#### Assignment:
Scan the records below for the line with "-92,5 +92,5 @@" and the line with "pub fn client_type(client_id: &ClientId)". Repeat those two lines and every line between them exactly, and nothing else.
····················
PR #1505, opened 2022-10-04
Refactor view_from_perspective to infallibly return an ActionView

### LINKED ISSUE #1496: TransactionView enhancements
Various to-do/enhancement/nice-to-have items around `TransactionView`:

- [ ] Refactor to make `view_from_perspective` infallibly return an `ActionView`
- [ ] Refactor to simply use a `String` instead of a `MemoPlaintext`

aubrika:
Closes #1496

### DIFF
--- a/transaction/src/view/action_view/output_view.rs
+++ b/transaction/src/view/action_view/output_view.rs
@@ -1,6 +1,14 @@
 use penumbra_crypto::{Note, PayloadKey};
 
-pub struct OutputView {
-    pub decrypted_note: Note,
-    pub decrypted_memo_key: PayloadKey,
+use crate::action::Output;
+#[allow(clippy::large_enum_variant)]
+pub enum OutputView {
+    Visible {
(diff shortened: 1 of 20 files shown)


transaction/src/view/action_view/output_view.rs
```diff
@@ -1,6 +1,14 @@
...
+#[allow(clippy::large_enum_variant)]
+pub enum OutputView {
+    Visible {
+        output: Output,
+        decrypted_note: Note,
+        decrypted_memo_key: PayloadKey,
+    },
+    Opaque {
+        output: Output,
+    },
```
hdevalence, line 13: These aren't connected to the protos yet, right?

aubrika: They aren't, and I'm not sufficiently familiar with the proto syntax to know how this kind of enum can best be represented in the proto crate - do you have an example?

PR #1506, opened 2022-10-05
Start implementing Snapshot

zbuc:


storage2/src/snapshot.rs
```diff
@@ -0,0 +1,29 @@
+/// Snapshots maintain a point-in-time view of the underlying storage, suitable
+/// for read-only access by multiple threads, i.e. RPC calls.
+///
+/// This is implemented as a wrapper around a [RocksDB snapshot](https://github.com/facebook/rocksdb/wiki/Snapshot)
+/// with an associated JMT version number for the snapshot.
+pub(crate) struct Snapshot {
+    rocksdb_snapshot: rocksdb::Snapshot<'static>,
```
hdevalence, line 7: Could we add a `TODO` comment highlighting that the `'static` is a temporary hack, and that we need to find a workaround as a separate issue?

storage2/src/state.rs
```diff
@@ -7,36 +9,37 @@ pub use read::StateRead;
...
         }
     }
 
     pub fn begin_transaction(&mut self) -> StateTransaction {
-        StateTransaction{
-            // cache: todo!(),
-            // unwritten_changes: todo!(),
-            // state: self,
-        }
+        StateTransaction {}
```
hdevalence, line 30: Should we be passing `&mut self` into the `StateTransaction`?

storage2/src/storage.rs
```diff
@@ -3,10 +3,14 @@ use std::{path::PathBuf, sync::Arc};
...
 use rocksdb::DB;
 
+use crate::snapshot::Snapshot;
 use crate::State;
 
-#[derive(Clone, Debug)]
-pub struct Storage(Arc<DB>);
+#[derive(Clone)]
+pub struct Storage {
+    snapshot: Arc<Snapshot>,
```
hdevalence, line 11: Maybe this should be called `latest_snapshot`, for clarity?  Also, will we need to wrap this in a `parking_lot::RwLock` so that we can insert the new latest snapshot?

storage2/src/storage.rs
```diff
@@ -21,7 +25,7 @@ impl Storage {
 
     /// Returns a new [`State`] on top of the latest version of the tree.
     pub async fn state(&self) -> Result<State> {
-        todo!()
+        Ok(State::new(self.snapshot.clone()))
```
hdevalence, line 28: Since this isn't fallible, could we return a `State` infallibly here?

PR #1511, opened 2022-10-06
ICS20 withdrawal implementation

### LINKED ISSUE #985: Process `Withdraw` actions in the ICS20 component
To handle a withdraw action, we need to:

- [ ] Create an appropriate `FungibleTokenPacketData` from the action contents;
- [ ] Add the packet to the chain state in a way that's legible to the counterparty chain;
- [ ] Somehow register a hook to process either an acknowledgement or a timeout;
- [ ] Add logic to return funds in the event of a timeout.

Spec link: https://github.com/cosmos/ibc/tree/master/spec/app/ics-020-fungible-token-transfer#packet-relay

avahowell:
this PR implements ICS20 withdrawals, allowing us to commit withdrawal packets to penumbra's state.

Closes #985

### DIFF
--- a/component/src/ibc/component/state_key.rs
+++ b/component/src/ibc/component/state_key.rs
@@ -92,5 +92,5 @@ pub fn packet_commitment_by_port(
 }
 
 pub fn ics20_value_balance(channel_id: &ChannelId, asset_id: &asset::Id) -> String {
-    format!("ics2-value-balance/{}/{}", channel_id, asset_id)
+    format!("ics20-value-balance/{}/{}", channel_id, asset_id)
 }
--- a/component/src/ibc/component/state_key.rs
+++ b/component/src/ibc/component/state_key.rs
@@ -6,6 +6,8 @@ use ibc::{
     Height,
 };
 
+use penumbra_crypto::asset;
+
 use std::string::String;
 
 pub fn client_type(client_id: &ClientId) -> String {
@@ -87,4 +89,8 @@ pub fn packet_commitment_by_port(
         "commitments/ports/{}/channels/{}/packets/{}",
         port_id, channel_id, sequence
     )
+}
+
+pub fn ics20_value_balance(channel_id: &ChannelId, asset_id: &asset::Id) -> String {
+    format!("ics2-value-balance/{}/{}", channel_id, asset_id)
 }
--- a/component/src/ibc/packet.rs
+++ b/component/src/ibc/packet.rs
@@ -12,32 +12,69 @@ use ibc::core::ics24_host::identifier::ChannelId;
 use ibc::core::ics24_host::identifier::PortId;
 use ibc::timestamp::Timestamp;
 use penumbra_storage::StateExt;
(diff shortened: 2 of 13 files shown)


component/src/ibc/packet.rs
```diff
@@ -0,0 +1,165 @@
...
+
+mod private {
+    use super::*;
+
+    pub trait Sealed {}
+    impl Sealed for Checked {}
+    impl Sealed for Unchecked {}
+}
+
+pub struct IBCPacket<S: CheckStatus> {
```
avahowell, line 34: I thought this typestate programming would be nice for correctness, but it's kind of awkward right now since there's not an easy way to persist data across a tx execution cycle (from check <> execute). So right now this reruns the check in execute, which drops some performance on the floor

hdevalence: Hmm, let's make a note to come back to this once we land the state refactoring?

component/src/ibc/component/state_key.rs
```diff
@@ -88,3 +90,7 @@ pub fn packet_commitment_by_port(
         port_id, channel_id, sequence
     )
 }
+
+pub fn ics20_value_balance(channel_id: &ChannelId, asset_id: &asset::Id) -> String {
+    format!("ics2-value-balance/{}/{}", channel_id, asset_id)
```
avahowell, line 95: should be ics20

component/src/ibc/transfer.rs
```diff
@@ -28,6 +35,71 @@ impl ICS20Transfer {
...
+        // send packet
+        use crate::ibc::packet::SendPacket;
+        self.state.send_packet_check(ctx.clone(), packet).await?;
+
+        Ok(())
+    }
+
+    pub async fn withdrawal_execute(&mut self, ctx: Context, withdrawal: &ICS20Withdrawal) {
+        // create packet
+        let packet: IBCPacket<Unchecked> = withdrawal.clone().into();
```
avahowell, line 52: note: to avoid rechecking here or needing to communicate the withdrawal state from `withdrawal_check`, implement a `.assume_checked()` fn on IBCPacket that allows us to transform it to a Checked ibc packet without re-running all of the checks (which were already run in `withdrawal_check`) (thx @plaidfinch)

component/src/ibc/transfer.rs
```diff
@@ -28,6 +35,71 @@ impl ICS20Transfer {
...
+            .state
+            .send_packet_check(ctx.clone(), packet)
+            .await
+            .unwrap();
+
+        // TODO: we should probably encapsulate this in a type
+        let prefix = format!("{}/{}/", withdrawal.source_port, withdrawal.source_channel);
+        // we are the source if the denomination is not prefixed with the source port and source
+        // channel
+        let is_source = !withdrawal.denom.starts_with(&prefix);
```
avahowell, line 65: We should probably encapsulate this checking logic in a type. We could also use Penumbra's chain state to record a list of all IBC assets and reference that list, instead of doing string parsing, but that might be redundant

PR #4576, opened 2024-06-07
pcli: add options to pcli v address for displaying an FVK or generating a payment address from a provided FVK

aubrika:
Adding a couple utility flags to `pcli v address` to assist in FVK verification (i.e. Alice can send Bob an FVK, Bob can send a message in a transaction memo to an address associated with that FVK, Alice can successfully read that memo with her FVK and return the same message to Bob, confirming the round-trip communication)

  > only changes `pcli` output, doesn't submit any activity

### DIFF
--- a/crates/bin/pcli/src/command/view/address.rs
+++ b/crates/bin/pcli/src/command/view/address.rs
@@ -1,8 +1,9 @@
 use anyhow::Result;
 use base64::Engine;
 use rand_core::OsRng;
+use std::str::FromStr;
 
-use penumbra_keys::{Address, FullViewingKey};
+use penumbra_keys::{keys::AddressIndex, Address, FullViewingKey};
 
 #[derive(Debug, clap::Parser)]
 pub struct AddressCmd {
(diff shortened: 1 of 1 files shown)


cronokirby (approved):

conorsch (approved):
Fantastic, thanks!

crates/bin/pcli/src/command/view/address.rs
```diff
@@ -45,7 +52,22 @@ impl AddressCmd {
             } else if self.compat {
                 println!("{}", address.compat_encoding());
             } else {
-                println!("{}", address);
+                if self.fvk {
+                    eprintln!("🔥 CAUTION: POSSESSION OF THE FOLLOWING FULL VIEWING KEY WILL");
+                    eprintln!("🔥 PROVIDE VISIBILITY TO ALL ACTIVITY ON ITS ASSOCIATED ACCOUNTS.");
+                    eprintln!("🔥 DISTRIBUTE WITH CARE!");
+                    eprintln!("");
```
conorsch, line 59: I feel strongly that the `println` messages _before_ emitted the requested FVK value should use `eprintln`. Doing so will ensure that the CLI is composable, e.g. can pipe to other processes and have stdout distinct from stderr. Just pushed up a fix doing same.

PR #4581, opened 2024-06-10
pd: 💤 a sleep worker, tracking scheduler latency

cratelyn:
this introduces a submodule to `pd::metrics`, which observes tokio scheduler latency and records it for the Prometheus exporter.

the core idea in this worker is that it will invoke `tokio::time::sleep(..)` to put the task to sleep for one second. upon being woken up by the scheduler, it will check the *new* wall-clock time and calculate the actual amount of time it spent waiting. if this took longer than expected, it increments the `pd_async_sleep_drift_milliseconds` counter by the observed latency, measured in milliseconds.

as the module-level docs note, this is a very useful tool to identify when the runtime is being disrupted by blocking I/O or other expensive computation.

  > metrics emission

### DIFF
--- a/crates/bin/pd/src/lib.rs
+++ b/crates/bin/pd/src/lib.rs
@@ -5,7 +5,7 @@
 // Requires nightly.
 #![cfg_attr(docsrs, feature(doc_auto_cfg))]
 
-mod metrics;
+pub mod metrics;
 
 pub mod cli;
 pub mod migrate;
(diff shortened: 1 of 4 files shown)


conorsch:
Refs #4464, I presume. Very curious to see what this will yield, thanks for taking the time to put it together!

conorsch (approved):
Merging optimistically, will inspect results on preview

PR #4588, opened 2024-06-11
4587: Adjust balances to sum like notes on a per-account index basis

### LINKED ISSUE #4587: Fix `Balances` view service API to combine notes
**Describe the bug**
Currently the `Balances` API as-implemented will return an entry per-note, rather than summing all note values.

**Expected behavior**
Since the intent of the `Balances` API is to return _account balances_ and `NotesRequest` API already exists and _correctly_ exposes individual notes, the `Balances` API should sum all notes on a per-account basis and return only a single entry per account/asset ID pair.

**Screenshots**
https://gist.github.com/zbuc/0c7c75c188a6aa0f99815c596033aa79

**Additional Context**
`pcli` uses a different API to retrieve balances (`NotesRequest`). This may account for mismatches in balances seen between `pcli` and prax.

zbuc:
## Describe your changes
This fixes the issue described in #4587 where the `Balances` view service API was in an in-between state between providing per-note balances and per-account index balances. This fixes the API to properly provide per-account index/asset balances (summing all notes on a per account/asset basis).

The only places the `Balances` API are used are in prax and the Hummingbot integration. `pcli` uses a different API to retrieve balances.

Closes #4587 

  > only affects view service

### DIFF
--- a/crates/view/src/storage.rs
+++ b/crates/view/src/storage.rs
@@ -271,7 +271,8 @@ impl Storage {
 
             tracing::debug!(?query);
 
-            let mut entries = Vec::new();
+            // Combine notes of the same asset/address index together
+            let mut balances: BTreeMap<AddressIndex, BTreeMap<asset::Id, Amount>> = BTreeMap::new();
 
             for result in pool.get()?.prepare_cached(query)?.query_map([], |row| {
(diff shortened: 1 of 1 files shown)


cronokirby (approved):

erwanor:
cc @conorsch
····················
#### Answer:
@@ -92,5 +92,5 @@ pub fn packet_commitment_by_port(
 }
 
 pub fn ics20_value_balance(channel_id: &ChannelId, asset_id: &asset::Id) -> String {
-    format!("ics2-value-balance/{}/{}", channel_id, asset_id)
+    format!("ics20-value-balance/{}/{}", channel_id, asset_id)
 }
--- a/component/src/ibc/component/state_key.rs
+++ b/component/src/ibc/component/state_key.rs
@@ -6,6 +6,8 @@ use ibc::{
     Height,
 };
 
+use penumbra_crypto::asset;
+
 use std::string::String;
 
 pub fn client_type(client_id: &ClientId) -> String {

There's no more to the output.